Only a number is expected: how many lines in the entries that follow contain the word "source"?
** Data for review follows **
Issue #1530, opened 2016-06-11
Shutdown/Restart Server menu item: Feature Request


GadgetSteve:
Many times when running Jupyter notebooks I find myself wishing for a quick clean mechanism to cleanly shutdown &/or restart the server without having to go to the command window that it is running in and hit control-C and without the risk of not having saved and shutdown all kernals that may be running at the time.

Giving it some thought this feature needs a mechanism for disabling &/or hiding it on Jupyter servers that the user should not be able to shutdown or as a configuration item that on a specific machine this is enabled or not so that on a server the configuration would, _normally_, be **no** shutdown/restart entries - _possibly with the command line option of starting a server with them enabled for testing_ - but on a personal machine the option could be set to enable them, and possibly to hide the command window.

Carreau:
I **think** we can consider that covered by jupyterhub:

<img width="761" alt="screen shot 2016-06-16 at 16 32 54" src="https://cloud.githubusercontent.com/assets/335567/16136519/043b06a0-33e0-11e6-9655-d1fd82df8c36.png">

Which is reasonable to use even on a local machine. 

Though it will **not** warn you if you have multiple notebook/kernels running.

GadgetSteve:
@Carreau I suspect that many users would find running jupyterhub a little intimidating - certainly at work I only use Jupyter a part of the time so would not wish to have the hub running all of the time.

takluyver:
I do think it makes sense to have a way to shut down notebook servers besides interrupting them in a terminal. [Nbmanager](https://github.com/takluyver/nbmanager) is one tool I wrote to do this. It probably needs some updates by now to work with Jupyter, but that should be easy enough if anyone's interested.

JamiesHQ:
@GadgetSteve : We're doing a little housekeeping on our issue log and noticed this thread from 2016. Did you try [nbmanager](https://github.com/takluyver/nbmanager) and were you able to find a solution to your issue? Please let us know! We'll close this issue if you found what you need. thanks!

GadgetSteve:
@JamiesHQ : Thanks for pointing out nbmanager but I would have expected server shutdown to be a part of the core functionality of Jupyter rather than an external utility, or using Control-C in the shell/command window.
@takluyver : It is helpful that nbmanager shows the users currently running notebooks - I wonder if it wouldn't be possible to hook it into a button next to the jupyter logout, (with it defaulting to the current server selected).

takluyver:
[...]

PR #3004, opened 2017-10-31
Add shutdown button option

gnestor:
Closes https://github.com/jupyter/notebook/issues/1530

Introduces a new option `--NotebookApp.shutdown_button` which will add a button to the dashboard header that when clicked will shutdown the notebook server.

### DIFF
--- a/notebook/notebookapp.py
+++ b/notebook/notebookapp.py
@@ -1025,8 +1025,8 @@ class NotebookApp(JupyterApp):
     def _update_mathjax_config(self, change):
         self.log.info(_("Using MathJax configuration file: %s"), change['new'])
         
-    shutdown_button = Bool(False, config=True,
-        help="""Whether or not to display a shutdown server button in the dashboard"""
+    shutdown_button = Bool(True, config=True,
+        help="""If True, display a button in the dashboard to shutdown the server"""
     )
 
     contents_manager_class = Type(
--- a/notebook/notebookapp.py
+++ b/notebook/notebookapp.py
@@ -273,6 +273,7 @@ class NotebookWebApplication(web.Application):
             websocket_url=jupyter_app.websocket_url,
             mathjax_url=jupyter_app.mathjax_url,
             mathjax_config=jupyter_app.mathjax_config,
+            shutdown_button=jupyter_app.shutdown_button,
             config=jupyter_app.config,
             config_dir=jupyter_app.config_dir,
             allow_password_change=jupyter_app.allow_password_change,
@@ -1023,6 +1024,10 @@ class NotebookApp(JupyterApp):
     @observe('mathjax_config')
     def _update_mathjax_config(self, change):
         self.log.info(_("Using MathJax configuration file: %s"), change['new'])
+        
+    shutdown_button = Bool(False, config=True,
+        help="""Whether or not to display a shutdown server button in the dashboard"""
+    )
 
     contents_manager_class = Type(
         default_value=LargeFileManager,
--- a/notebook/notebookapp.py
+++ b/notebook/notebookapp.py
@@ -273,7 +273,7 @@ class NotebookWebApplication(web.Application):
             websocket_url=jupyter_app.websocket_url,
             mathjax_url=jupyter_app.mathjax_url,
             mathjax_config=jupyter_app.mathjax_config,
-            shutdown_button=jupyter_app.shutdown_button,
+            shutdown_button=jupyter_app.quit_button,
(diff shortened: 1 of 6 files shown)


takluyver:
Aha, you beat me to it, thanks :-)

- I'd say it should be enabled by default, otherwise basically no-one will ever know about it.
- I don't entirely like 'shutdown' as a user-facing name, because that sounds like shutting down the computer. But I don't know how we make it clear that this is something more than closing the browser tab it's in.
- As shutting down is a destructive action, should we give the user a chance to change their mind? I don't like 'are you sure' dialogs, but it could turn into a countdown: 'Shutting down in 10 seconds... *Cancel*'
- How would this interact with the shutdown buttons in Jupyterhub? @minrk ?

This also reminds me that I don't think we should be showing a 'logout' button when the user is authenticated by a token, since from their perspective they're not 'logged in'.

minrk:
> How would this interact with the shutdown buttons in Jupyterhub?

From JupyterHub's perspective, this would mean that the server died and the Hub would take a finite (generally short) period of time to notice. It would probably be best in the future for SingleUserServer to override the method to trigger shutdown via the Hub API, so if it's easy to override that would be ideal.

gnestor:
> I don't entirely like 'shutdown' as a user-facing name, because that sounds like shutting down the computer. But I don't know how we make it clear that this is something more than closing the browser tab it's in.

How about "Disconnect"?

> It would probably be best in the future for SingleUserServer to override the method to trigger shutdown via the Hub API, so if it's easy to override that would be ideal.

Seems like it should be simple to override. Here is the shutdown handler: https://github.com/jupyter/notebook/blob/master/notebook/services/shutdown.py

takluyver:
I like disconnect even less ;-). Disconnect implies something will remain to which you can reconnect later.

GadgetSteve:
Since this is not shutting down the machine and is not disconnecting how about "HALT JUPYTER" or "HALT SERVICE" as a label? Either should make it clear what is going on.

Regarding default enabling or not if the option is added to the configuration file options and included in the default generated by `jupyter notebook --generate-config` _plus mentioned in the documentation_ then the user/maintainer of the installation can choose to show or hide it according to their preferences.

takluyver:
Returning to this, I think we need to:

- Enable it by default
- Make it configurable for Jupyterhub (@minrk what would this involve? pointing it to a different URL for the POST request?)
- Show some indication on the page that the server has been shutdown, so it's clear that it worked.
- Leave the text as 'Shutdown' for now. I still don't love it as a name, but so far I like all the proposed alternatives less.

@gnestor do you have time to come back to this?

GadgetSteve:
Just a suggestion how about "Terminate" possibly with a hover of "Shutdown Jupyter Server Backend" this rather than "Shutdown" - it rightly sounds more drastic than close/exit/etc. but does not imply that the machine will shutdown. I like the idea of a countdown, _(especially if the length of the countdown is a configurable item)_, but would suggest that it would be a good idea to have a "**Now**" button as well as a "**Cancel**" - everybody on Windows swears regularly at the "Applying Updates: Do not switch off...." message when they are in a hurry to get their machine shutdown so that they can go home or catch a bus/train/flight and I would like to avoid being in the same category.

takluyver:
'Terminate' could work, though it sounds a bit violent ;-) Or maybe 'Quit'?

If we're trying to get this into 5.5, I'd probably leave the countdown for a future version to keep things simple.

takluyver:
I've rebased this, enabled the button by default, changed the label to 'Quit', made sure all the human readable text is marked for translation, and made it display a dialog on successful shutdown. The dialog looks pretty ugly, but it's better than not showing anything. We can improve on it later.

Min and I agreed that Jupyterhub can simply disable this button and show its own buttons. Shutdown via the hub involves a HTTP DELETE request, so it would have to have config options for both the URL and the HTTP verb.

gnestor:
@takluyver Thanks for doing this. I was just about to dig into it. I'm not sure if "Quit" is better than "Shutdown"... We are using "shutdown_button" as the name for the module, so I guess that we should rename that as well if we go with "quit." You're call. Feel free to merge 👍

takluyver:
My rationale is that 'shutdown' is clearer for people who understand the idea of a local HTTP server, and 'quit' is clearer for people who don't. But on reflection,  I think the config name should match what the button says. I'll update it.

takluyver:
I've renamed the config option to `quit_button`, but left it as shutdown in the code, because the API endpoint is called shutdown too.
** End of Data for review **
** Data for review follows **
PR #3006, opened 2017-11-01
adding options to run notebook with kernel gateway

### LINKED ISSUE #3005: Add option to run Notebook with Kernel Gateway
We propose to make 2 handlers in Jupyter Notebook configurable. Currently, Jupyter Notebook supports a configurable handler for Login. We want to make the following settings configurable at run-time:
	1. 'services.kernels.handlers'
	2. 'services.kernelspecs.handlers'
** End of Data for review **
** Data for review follows **
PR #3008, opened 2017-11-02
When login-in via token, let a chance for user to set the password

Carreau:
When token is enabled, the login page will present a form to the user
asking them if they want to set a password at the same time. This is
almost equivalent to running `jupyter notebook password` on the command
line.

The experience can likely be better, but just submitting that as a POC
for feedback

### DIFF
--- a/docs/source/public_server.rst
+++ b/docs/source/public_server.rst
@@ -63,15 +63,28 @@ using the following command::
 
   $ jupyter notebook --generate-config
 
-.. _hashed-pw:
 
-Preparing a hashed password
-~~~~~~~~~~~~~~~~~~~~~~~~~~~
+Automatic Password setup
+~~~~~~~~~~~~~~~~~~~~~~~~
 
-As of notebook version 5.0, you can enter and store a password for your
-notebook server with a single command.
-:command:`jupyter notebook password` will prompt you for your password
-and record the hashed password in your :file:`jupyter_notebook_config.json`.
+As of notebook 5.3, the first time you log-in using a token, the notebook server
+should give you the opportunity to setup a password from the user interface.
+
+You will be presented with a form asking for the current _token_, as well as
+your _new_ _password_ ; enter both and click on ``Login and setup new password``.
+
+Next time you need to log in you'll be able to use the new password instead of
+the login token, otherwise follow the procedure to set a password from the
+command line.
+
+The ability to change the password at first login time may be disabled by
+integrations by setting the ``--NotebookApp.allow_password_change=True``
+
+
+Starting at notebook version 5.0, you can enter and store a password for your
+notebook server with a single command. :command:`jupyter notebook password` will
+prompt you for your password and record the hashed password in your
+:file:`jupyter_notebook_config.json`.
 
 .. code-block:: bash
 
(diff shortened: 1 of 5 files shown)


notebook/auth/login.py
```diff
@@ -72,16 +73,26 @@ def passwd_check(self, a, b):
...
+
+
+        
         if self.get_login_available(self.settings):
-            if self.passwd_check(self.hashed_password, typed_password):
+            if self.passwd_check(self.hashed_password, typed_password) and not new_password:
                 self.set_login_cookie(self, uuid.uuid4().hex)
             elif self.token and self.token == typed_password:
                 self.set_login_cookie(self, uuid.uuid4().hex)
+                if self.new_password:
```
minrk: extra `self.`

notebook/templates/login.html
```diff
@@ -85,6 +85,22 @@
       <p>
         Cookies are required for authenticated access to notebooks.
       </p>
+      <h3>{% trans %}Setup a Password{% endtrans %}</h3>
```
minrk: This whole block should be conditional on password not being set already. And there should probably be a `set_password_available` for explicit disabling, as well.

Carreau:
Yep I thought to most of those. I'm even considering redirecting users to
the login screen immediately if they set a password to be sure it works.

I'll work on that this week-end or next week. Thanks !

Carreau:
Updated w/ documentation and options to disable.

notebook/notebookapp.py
** End of Data for review **
The answer: 2